Face aux enjeux climatiques, les vignerons sont plus que jamais conscients de l’utilité de développer d’autres plantations. La multiplication des cultures démontre ses bénéfices au service de la biodiversité et de la diversification des revenus.
Au Château La Verrerie, dans le Luberon, Valentine Tardieu-Vitali, l’œnologue et directrice du domaine, veille sur une propriété de 150 hectares, composée d’une belle forêt, de vignes et d’oliviers. « Dans Provence , autrefois, c’était la culture de la vigne et de l’olivier, mais aussi celle des arbres fruitiers, qui prédominait. La polyculture a toujours existé, elle constituait une économie à part entière dans les exploitations agricoles et permettait d’échapper économiquement aux aléas climatiques. Mais le remembrement des terres et les politiques agricoles qui ont suivi la Seconde Guerre mondiale ont encouragé une augmentation de la production et orienté les agriculteurs vers une spécialisation des cultures.« , elle dit. Afin de créer des exploitations agricoles mécanisables et productives, les parcelles ont été regroupées et la polyculture a progressivement disparu du paysage. Et pourtant à l’origine, il faut rappeler que la vigne domestiquée, de l’espèce Vitis vinifera qui appartient à la famille des Vitacées, évoluait dans la canopée aux côtés d’autres plantes comme les arbres, indispensables à sa prolifération. « La vigne n’a pas toujours été la monoculture impeccable que l’on connaît aujourd’hui, cette plante cultivée à la « baguette », attachée, taillée, effeuillée, effeuillée (…) De par sa nature même de liane, dès sa naissance elle s’est mariée l’arbre s’élève vers la lumière», résument Léa et Yves Darricau, de leur travail La vigne et ses plantes compagnespublié aux Editions du Rouergue.
« Trouver un équilibre »
Au Château de Selle, à Taradeau dans le Var, Jean-François Ott, le directeur général des Domaines Ott, évoque l’histoire agricole de sa propriété sur laquelle le vignoble cohabitait avec de nombreuses cultures : «A l’époque de mon arrière-grand-père, on élevait des vers à soie, on cultivait de la lavande, de la vigne, des oliviers, mais on faisait aussi du maraîchage. Phylloxéra, à la fin du XIXe sièclee siècle, avait contraint les vignerons à replanter puis le succès commercial des vins fit que la monoculture se répandit. La soie s’est progressivement arrêtée, les plateaux de lavande ont migré. L’idée n’est pas de revenir au modèle de 1912, car la spécialisation a du bon car elle permet de produire plus de vins de qualité, mais de trouver un équilibre« , il explique. La polyculture, un outil au service de la biodiversité ? Parce que les données climatiques sont bouleversées, que la monoculture appauvrit les sols et favorise la propagation des maladies, les vignerons s’efforcent de diversifier leurs plantations. Cette évolution du paysage peut consister en une meilleure gestion des espaces boisés mais aussi en l’introduction de cultures liées à la vigne, ou dans la vigne, en opérant une forme de retour à une polyculture ancestrale. Si chacun a à cœur de mettre cette dynamique écologique globale au service de la bonne santé des vignobles, certains envisagent de tirer des revenus complémentaires de ces nouvelles plantations.

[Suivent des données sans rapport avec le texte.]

PR #1842, opened 2022-12-08
[nodes] new SfMTriangulation node

mh0g:
## Description

Adds a main that is essentially the triangulation step from the sequential SfM.
AliceVision PR: https://github.com/alicevision/AliceVision/pull/1314

## Features list
This allows to run the triangulation without going into the sfm step.

### DIFF
--- a/meshroom/nodes/aliceVision/Triangulate.py
+++ b/meshroom/nodes/aliceVision/Triangulate.py
@@ -1,4 +1,4 @@
-__version__ = "2.0"
+__version__ = "1.0"
 
 from meshroom.core import desc
 
@@ -14,7 +14,7 @@ class Triangulate(desc.AVCommandLineNode):
         desc.File(
             name='input',
             label='SfMData',
-            description='SfMData file.',
+            description='SfMData file. Must contain the camera calibration.',
             value='',
             uid=[0],
         ),
--- a/meshroom/nodes/aliceVision/Triangulate.py
+++ b/meshroom/nodes/aliceVision/Triangulate.py
@@ -8,7 +8,7 @@ class Triangulate(desc.AVCommandLineNode):
     size = desc.DynamicNodeSize('input')
 
     category = 'Sparse Reconstruction'
-    documentation = '''Perfom keypoint triangulation (similarly to what is done in the SfM)'''
+    documentation = '''Perfom keypoint triangulation (as it is done in the SfM)'''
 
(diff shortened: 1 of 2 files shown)


mugulmd:
When testing this node it kept failing with the following error: 
`ERROR: unrecognised option '--maxMemory=9223372036854771712'`

mugulmd:
Tested on 3 datasets by using the output of the `StructureFromMotion` node as input of the `Triangulate` node. 
Results: 
- the generated landmarks are similar to the ones generated by `StructureFromMotion`, with a few differences (which is expected since there is no bundle adjustment)
- when increasing the `minNumberOfObservationsForTriangulation` the number of landmarks decreases (which is expected).

I also ran the following sanity check: when using an `SfMData` without poses as input, no landmark is generated.

mh0g:
> Tested on 3 datasets by using the output of the `StructureFromMotion` node as input of the `Triangulate` node. Results:
> 
>     * the generated landmarks are similar to the ones generated by `StructureFromMotion`, with a few differences (which is expected since there is no bundle adjustment)
> 
>     * when increasing the `minNumberOfObservationsForTriangulation` the number of landmarks decreases (which is expected).
> 
> 
> I also ran the following sanity check: when using an `SfMData` without poses as input, no landmark is generated.

Tested on windows, seems to work as intended.
Tested on a benchmark dataset with ground truth poses and features/matches from meshroom. Small differences vs running with poses from SfM (as expected). Can also confirm that the landmarks are recomputed when using the ouptut of the Sfm node.

meshroom/nodes/aliceVision/Triangulate.py
```diff
@@ -0,0 +1,164 @@
+__version__ = "1.0"
+
+from meshroom.core import desc
+
+
+class Triangulate(desc.AVCommandLineNode):
```
fabiencastan, line 6: Triangulation

fabiencastan:
It would be good to also add a node for https://github.com/alicevision/AliceVision/blob/develop/src/software/pipeline/main_computeStructureFromKnownPoses.cpp
Or fuse them in a single node.

fabiencastan:
After checking, no need to integrate computeStructureFromKnownPoses, already possible with FeatureMatching+Triangulation.

fabiencastan (approved):

fabiencastan (approved):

Utilisez tout ce que la nature offre
Dans le Var, au Château Sainte-Roseline et au Château des Demoiselles, Aurélie Bertin, la propriétaire, se lance dans la plantation de 300 arbres pour créer des haies sur son vignoble des Demoiselles, avec des espèces endémiques comme le pistachier et le caroubier. . « L’objectif est de revitaliser nos sols et de renforcer notre écosystème. Ces haies ont intérêt à imiter l’érosion et à favoriser l’infiltration de l’eau. Ils feront également office de corridors végétaux où différentes espèces viendront nicher.« , elle explique. L’adaptation des pistachiers productifs est actuellement à l’étude. « La pistache verte est très appréciée en pâtisserie, elle offre des opportunités financières à condition de trouver un emplacement de plantation adapté.», poursuit Aurélie Bertin.